The sequel offers more customization options, with players being able to purchase interior and path decorations for their houses in the shop, as well as move their character around freely in the lobby and after death in-game. Communication is improved, with the ability to tag players, keywords, and roles in chat, aiding in the discussion during the day. Town of Salem 2 released for iOS and Android devices on March 26, 2024.

On a Steam blog post, BlankMediaGames revealed that Town of Salem 2 matched its predecessor's all-time high concurrent Steam user count, reaching over 3,700 concurrent players.
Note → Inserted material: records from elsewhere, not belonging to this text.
PR #296, opened 2026-07-12
Fix third-order scratch assembly: OOM on full-range tensors and data loss on failure

gbarbalinardo:
`_assemble_from_scratch_third` deleted each chunk file as it read it, before the tensor existed, so any failure past that point destroyed the computed forces. It also built the tensor by reshaping a 5-D COO, whose flat index (n_atoms*3)*N3*N3 overflows int32 and spawns several nnz-sized int64 temporaries; on a full-range (unthresholded) 216-atom cell that peaked past 60 GB and was OOM-killed, losing hours of MatterSim forces.

The fix assembles the (n_atoms*3, N3, N3) COO directly from the chunk coordinates: the two output rows are iat*3+ic and jat*3+jc, computed in int64, and the k axis is copied as is. No 5-D reshape, no dense intermediate. Scratch files are removed only after the tensor is built.

Verified bitwise-identical to the previous tensor on a 216-atom a-Si cell (272M nonzeros, max abs difference 0), peak memory 28 GB against the previous kill, 108 s.

Tests: assembly matches a dense reference, scratch survives a failed assembly, scratch is removed on success.

## Summary by CodeRabbit

* **Performance**
  * Improved third-order tensor assembly from scratch data to be more memory-efficient and faster.
* **Reliability**
  * Refined scratch cleanup behavior: scratch files are preserved until the final assembly completes, and are removed only after successful completion when cleanup is enabled.
  * If assembly fails, scratch data remains available for recovery.
* **Documentation**
  * Clarified `keep_scratch` semantics for third-order assembly.
* **Tests**
  * Added regression coverage for correct assembly against a dense reference and for cleanup behavior on both success and failure.

### DIFF
--- a/kaldo/controllers/displacement.py
+++ b/kaldo/controllers/displacement.py
@@ -664,8 +664,9 @@ def calculate_third(atoms, replicated_atoms, third_order_delta, distance_thresho
         are accumulated in memory (original behaviour).
     keep_scratch : bool
         If True, scratch files are preserved after successful assembly. If False
-        (default), each file is deleted as it is consumed during assembly, and the
-        directory is removed if empty.
+        (default), scratch files and sentinels are removed only after the tensor
+        is fully built (a failure mid-assembly never destroys computed forces),
+        and the directory is removed if empty.
     jat_flush_every : int
         Number of jat iterations to buffer before flushing to disk. Only used
         when ``scratch_dir`` is set. Default 50.
--- a/kaldo/controllers/displacement.py
+++ b/kaldo/controllers/displacement.py
@@ -956,38 +956,56 @@ def _flush_chunk_third(scratch_dir, iat, chunk_id, chunk_coords, chunk_values):
 
 
 def _assemble_from_scratch_third(scratch_dir, n_atoms, n_replicas, keep_scratch):
-    """Build the final COO tensor from per-jat-chunk scratch files using two passes.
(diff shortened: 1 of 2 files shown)


gbarbalinardo:
Note while validating on the original 216-atom case: the data-loss half of this (scratch preserved until the tensor is built) is confirmed working. The memory half needs more, the dense route's COO.from_numpy still spikes on a fully-dense unthresholded tensor because np.nonzero allocates several nnz-sized index temporaries and the 5-D to 3-D COO.reshape linearizes an index that overflows int32. I am testing a direct scipy CSR construction (compute the two flat output axes in int64, hand to coo_matrix, no dense intermediate) and will update this branch with the version that actually holds at 216 atoms. Holding the memory claim until then; the ordering fix stands on its own.

gbarbalinardo:
Updated: the memory caveat from my earlier comment is resolved. The dense-array route I first pushed still spiked on a fully-dense tensor (COO.from_numpy runs np.nonzero on a near-full array), so I replaced it with a direct build of the output-space COO from the chunk coordinates, no dense intermediate and no 5-D reshape. Verified bitwise-identical to the prior tensor on the real 216-atom a-Si case, peak 28 GB where the old path was OOM-killed. Branch squashed to a single commit.

niklundgren (approved):
Looks like a solid update to testing and third order assembly algorithm (especially avoiding the large initializations used in previous version).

The developers also revealed that sales for the game exceeded that of Town of Salem's Coven DLC and its mobile port launch.

As of January 29, 2025, BlankMediaGames and Digital Bandidos has announced (both in their Official 'Town of Salem Games' Discord Server, and in their Steam Blog post) that "Town of Salem 2 will launch on current-generation PlayStation, Xbox, and Nintendo Switch consoles later this year".

== Reception ==
In 2020, PC Gamer named Town of Salem one of the best free-to-play browser games. They described it as difficult to explain, but easy to get the hang of. Matt Cox of Rock, Paper, Shotgun described the game as "an online hidden role game with no friends or eyeballs, and a whole load of bullshit." Cox went on to criticize the game for being too complicated, and said that the experience "feels empty" due to the lack of face-to-face interaction.